▸ Work item:
Report every line in the listing that contains the string "build".
Task data START
Issue #2703, opened 2019-01-16
Accept Customizer as a stable feature


kintel:
TODO:
* [ ] Do some manual testing of the current feature set
* [x] Investigate unnecessary JSON file creation, and suggest a resolution
* [x] If necessary: Resolve JSON file creation
* [x] Remove experimental flag

kintel:
@MichaelPFrey You may have a better idea what's absolutely needed for this to become stable, or is it already good enough?. We have two issue with a lot of suggestions: #1781 and #2316, that may need some cleanup

MichaelPFrey:
Good question. I currently see no blocking issue. The main benefit of the experimental status is, that the feature can quickly be disabled when it makes problem. I have most experimental features on all the time, so I assume that the customizer now plays pretty nicely with the other subsystems. I'll do some manual testing over the weekend

On thing I think I observed is, is that the customizer is creating unnecessary json files again. But I am not sure and even if: This is not a big deal.

kintel:
Thanks. I think investigating the JSON issue makes sense.  I've updated the TODO list.

t-paul:
I think the JSON file creation issue is fixed by https://github.com/openscad/openscad/pull/2776/commits/1aeb0a2b51532072a8a320e45be42ad4da7646d3.

PR #2776, opened 2019-02-10
Accept Customizer as a stable feature.

t-paul:
Changes needed for #2703.


MichaelPFrey:
Awesome and thank you for the debugging.

The failing test look simple:
```
The following tests FAILED:
	1112 - customizertest_description (Failed)
	1113 - customizertest_parameter (Failed)
	1116 - customizertest_allexpressionscomment (Failed)
	1117 - customizertest_group (Failed)
	1118 - customizertest-first_setofparameter (Failed)
	1119 - customizertest-wrong_setofparameter (Failed)
	1120 - customizertest-incomplete_setofparameter (Failed)
	1121 - customizertest-imgset_setofparameter (Failed)
	1122 - customizertest-setNameWithDot_setofparameter (Failed)
```
looking at the build artefacts,
```
-//Parameter("")
 x = 1;
-//Parameter(12)
 x1 = 1;
-//Parameter(12)
 x2 = 1;
-//Parameter(12)
 x3 = 1;
-//Parameter(12)
 x4 = 1;
-//Parameter([1 : 12])
 x5 = 1;
-//Parameter([1 : 2 : 12])
```
this is caused by `Don't output annotations when dumping ` I am kind of split on that change. Yes, outputting this information has no "real world usage". But I do remember that those test were very helpful when working on the comment parser. As you can guess, doing manual UI tests when working on a parser is painful and it is almost impossible to verify for other developers if the change breakes something unintentionally somewhere.

t-paul:
Heh, with the output enabled, the AST tests were failing. I guess we want to regenerate the Customizer tests then. There's probably not much point in having that output right now.

t-paul:
I guess it would make the customizer test pretty useless without that output, so I'll regenerate the AST tests instead.

WARNING: rebase incoming once it's green!

tests/regression/astdumptest/allexpressions-expected.ast
```diff
@@ -1,15 +1,24 @@
+//Parameter("")
```
kintel: Do we really want to add empty annotations to every assignment, and dump it here?

t-paul: That's what I thought first too and removed that output, but that failed all the customizer tests. I think those would be rendered pretty useless with that simple change.
E.g. https://github.com/openscad/openscad/blob/master/tests/regression/customizertest/parameter-expected.ast
So I reverted that and just regenerated that base AST tests. I guess we need a better way of testing the customizer parser so we can get rid of the sometimes useless and also non-conforming (I mean export is different from import) test cases.

kintel: perhaps suppressing output of empty parameter annotations, and adjusting test cases accordingly would suffice?

t-paul: I don't see a good way that is not adding horrible code just to optimize for some nicer test output. It might make more sense to see why we are generating empty annotations in the first place. But that's something I'd rather not touch at RC2 time.

kintel: That's a fair assessment; we can fix this later (or sooner if Michael deems it an innocent fix)

Issue #2401, opened 2018-05-24
Preferences CGAL & Polyset cache size limit [$15]


MichaelAtOz:
[Forum](http://forum.openscad.org/CPU-and-RAM-Resources-Allocations-Increase-for-OpenSCAD-tp24031p24080.html) found that the max input is limited to signed int max, 2^31 bytes.

Having looked at the code, this may be a hard limit for 32 bit support. But I'm no expert on the C internals.

cache.h has `void setMaxCost(int m) { mx = m; trim(mx);` making that size_t or unsigned int may get another 2GB?

There is also an anomaly src/Preferences.cc used toULong, src/mainwin.cc uses toUInt

64bit should presumably handle more?

Also while there I noticed [maxCost=100](https://github.com/openscad/openscad/blob/b9de27fbf1e3c73243c5453ad18dbe106e24b2b7/src/cache.h#L97), I'm wondering with larger cache sizes, whether that needs to be examined?

doug-moen:
`size_t` is unsigned, 32 bits on a 32 bit system and 64 bits on a 64 bit system. Just change the type to `size_t` everywhere.

MichaelAtOz:
[QIntValidator](http://doc.qt.io/qt-5/qintvalidator.html#details), [here](https://github.com/openscad/openscad/blob/7e22a7da586617a29c1e7a3082e43e5d6656a1b2/src/Preferences.cc#L197), appears to be the limiter.

kintel:
I agree with @doug-moen.
When fixing this, perhaps it's quick to look into presenting that number in a more human readable format in Preferences (e.g. using a `MB` postfix) ?

peter64:
Hey guys I posted a $15 bounty for this. I'de be entirely content with just having the QIntValidator removed (if that is all it takes to get the cache limit unleashed). If it requires more work to get >4GB on x64 systems I am happy to forgo that if it would be overly troublesome. 
 
The last nice to have would be if this can get integrated back into the source so that it is included in the multithreaded build or windows as that is what I use. https://github.com/openscad/openscad/pull/2399
Specifically so it ends up in the next build associated with 2399. The one I currently use is https://339-1049088-gh.circle-artifacts.com/0/64-bit/OpenSCAD-2018.11.04.ci339-x86-64_PR2399.zip

Also if $15 seems like too low a bounty let me know and I can up it slightly.
[...]

PR #2778, opened 2019-02-10
Set cache size in MB, allow >2GB for 64bit

thehans:
For Issue #2401


MichaelAtOz:
`// 1TB for 64bit or 2GB for 32bit` Thanks.
Now I have something to aim for...shame the Threadripper boards top out at 128GB...

kintel:
Since this effectively "forgets" any previously set value, should we fall back to the old key?
Not sure it worth too many brain cycles though

thehans:
OK, I added some code to grab defaults from old settings if found.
Task data END
▸ Response:
looking at the build artefacts,
The last nice to have would be if this can get integrated back into the source so that it is included in the multithreaded build or windows as that is what I use. https://github.com/openscad/openscad/pull/2399
Specifically so it ends up in the next build associated with 2399. The one I currently use is https://339-1049088-gh.circle-artifacts.com/0/64-bit/OpenSCAD-2018.11.04.ci339-x86-64_PR2399.zip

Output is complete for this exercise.